A extração de ADN das amostras foi realizada pelo método Chelex 100®, (BioRad), descrito em 1991 por Walsh e seus colaboradores (Walsh et al., 1991). O Chelex é uma resina quelante que apresenta uma elevada afinidade para iões metálicos polivalentes, o que permite a prevenção da degradação do ADN a elevadas temperaturas.
Começou-se por retirar 1 círculo, do cartão Whatman™ FTA™ (GE Healthcare) onde havia sido colhida a amostra, com um paper punch single hole e colocou-se em tubos eppendorf, previamente identificados. Aos tubos, adicionou-se 1mL de água Milli-Q e deixou-se a incubar à temperatura ambiente, durante cerca de 15 minutos. Agitaram-se os tubos no vortex, a uma baixa velocidade, durante 5 a 10 segundos, centrifugou-se a 14 000rpm durante 3 minutos a uma temperatura de 20ºC e retirou-se cerca de 960µL de sobrenadante de cada amostra.

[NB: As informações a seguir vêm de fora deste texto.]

PR #255, opened 2026-08-25
fix: the two open points of #253 — the angle that opened a house it was not filed in, and the golden comparison that could not fail

g-battaglia:
Closes the two points left open by #253, then five rounds of code review with fixes (details in the comments).

## 1. The angle opens the house of the cusp it is

At extreme latitudes some systems put several cusps on the same longitude (Sunshine at 74.25 N: 2nd–6th on `316.971024`, bit for bit). `get_planet_house` answered with the lowest one, and an Imum Coeli that **is** the fourth cusp ended up in the third — in the model, in the report, in the context.

**pyswisseph returns the same ring**, so the cusps are not touched: diverging from the reference the library is validated against would cost more than it solves. What changes is *who answers for the angles*: the angle↔cusp identity is recorded where cusps and angles come out of the same call — `houses_ring_with_polar_fallback` for the natal, `angle_house_identities` on the already ayanamsa-shifted ring for the relocated chart, the composite on its own ring — and the consumers that project a point into its **own** ring (house comparison, solar arc at zero arc) read the house from the model. The new `coincident_house_cusps` field declares the zero-width houses (validated: groups of ≥2 houses in 1..12, ascending, no duplicates; derived from the cusps for earlier payloads); report and context show it.

Measured: 424,764 charts per backend + 183,120 per minute, base vs branch — cusps and positions identical, **a single different house**, the angle of the corrected case; zero invariant violations.

## 2. The golden comparison that could not fail

The problem was not `rel_tol=0.5` but three silent `return`s and an escape hatch at ±5% of the line count. A single comparator (`tests/data/compare_svg_lines.py`): structure fatal on both backends; numbers at `rel_tol=0, abs_tol=1e-4` only on libephemeris, with a declared skip elsewhere; missing baseline = failure; regeneration refused on a foreign backend or checkout.

As soon as it could fail it found: golden charts asking GeoNames where they were born (2/6/63/69 failures on an unchanged tree), twenty baselines read by nobody, eleven that no script produced, two writing the same file, nine "unregenerable" ones that all regenerate. Coordinates frozen in `tests/data/golden_places.py`; `tests/data/golden_drive.py` drives every golden test for two gates — hermeticity (network refused, and every reachable baseline must be handed to the comparison) and coverage (every baseline has a reader, with the driver as the only witness in the driven modules). `poe check` runs the gates on the extended kernel too and refuses a kernel narrower than the one requested; `poe regenerate:svg` ends with the eleven test-owned baselines.

## Gates
[...]

PR #256, opened 2026-08-25
fix(timing): the last day of the calendar exits cleanly, and the relocated sidereal Sunshine is the natal chart

g-battaglia:
Closes the two pre-existing issues reported by the #255 review.

## 1. The day after 9999-12-31 does not exist
On the extended kernel (DE441, up to 17191) 9999-12-31 is computable. Two factories let a raw error out for the day **after**:
- `PlanetaryHoursFactory` — `date(9999,12,31) + 1 day` → `OverflowError` (and symmetrically towards 0001-01-01 west of UTC) → now a `KerykeionException` naming the calendar (`_civil_day_beside`);
- `VoidOfCourseMoonFactory` — the Moon's walk past the end of the year → `ValueError: year 10000` from `julian_day_to_utc` → now `KerykeionException` (the single-moment path deliberately excludes `ValueError` from the normalised exceptions, so the wrapping lives in the helper).

The test `test_civil_range_edge_days_raise_clean_exception` demanded that the 31st itself fail: true on the base/medium kernels (coverage), false on the extended one — and there it never reached the two lines that would have caught the defect. It now **probes** the ephemeris for 9999 (a swisseph install passes the tier probe at year 1000 but has no `sepl_96.se1`) and an `@extended` test pins the asymmetry: at 03:00 on 9999-12-31 the planetary hours work (yesterday is needed), at 23:30 they do not; the VoC on 12-01 works, on the 31st at 23:30 it does not.

## 2. Sidereal Sunshine `i` in the relocated chart
Verified on **both** backends: tropical `i` inside the polar circle raises; sidereal `i` returns the ring of `I`. It is the Swiss Ephemeris rule (Makransky → Treindl under the sidereal flag, except in the fixed-epoch modes), and libephemeris mirrors it in `houses_ex`: **nothing to push upstream**. Kerykeion's relocated chart calls the houses in tropical + ayanamsa shift, so it asked for `i`: at 60 N the two constructions are tens of degrees apart, at the pole the refusal was replaced by Porphyry where the natal has the crowded ring. `_house_system_the_reference_casts` asks for `I` exactly in the cases where the reference would.

Tests: `TestSiderealSunshineFollowsTheReference` (60 N, pole, J2000 as a guard against a wrong extension of the rule, polar tropical `i` still replaced), on libephemeris and swisseph. Mutation: without the rule exactly the two LAHIRI tests fail.

## Gates
- libephemeris medium `test:all`: **12,288 passed, 0 failed**.
- libephemeris extended `test:all`: **13,591 passed**; the pre-existing `sun_times` failure is gone. 5 BCE failures remain (`Ancient Greece 500BC …`) that are on `origin/alpha/v6` regardless of this PR: the panel line changed with #254 and the baselines are updated in the not-yet-pushed local commit `dfebf107` — they disappear with its push.
- `test:swe`: the usual 3 pre-existing ones.
- `ruff`, `mypy`, `docs:check` clean.

## Left open, declared
Relocations in the fixed-epoch modes (J2000/J1900/B1950/Mardyks) drift for **every** house system — thousandths of a degree with J2000, up to five hundredths with J1900, the same on both backends: they shift by a flat ayanamsa where the reference applies the epoch's frame. Pre-existing; the J2000 test uses a 0.1° tolerance (Makransky and Treindl are tens of degrees apart) and says so.

https://claude.ai/code/session_01QHgj2emQBET9RL2XayUxf7

## Summary by CodeRabbit

- **Bug Fixes**
  - Improved error handling for dates outside the supported civil range, including planetary hours, lunar ingress, and solar-time calculations.
  - Relocated sidereal Sunshine charts now use reference-compatible house-system calculations.
  - Preserved existing behavior for fixed-epoch modes and non-sidereal charts.

- **Tests**
  - Added coverage for year-9999 boundaries, extended ephemeris ranges, polar relocation scenarios, and sidereal house-system behavior.

### DIFF
--- a/CHANGELOG.md
+++ b/CHANGELOG.md
@@ -4,6 +4,33 @@
 
 ### Fixed
 
+- **Two factories let a raw error out at the end of the civil range.** On the
+  full-range kernel (DE441, to the year 17191) 9999-12-31 is computable, and it is
+  the day AFTER it that does not exist: the planetary day beginning at that
+  evening's sunrise needs a sunrise on 10000-01-01 and overflowed `date`
+  arithmetic with a bare `OverflowError`; the void-of-course Moon walking to its
+  next ingress past the year's end surfaced a bare `ValueError` from the Julian
+  Day conversion. Both refuse with `KerykeionException` now, naming the civil
+  range rather than the ephemeris. The test that guards this had asserted that
+  9999-12-31 itself must fail — true on the base and medium kernels, where the
+  coverage check refuses first, and false on the extended one, where it never
+  reached the two lines that would have caught the real defect. It says the
+  truth at every tier now, and an extended-only test pins the asymmetry: before
+  that day's sunrise the planetary hours work (yesterday exists), after it they
+  cannot.
+
+- **A sidereal Sunshine `i` relocated onto its own birthplace was a different
+  chart.** The reference implementation casts a sidereal `i` (Makransky) as `I`
+  (Treindl) — libephemeris matches it — except in the fixed-epoch modes; the
+  natal chart got that ring by asking with the sidereal flag, while the relocated
+  chart asks tropically and applies the subject's ayanamsa afterwards, so it asked
+  for `i` and got Makransky: at sixty degrees north the two constructions are
+  tens of degrees apart, and inside the polar circle the tropical `i` is refused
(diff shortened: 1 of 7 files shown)


g-battaglia:
@coderabbitai review

PR #142, opened 2018-12-12
Add support for encoding Any in json

TeBoring:


upb/json/printer.c
```diff
@@ -920,6 +920,53 @@ static bool printer_endmsg_noframe(
...
+
+  const upb_fielddef* type_field = upb_msgdef_itof(md, UPB_ANY_TYPE);
+  const upb_fielddef* value_field = upb_msgdef_itof(md, UPB_ANY_VALUE);
+
+  upb_handlerattr empty_attr = UPB_HANDLERATTR_INITIALIZER;
+
+  /* type_url's json name is "@type" */
+  upb_handlerattr type_name_attr = UPB_HANDLERATTR_INITIALIZER;
+  upb_handlerattr value_name_attr = UPB_HANDLERATTR_INITIALIZER;
+  strpc *type_url_json_name = upb_gmalloc(sizeof(*type_url_json_name));
```
haberman: please create a helper function that creates a strpc from a null-terminated const char*. You can use this for both "@type" and "value".

upb/json/printer.c
```diff
@@ -920,6 +920,53 @@ static bool printer_endmsg_noframe(
...
+
+  /* Set up handlers. */
+  upb_handlers_setstartmsg(h, printer_startmsg, &empty_attr);
+  upb_handlers_setendmsg(h, printer_endmsg, &empty_attr);
+
+  upb_handlers_setstartstr(h, type_field, scalar_startstr, &type_name_attr);
+  upb_handlers_setstring(h, type_field, scalar_str, &empty_attr);
+  upb_handlers_setendstr(h, type_field, scalar_endstr, &empty_attr);
+
+  upb_handlers_setstartstr(h, value_field, scalar_startstr_onlykey,
```
haberman: Please add a comment that this is not the full and correct JSON encoding for Any, and that it requires further processing by the client based on the type URL.

TeBoring: done

upb/json/printer.c
TeBoring: done

PR #146, opened 2018-12-22
Fixed amalgamation to not list header files explicitly.

haberman:


haberman:
The macOS Kokoro failure is unrelated. It appears that the Mac Kokoro image doesn't have CMake available anymore.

Ao pellet foi adicionado 180µL de Chelex a 5%, previamente preparado, seguido de um banho de aquecimento a 56ºC durante 15 minutos. Procedeu-se a uma nova agitação, a alta velocidade, durante 10 a 15 segundos, seguida de um banho em ebulição durante 8 minutos. Realizou-se nova agitação a alta velocidade durante alguns segundos e nova centrifugação a 14 000rpm durante 5 minutos.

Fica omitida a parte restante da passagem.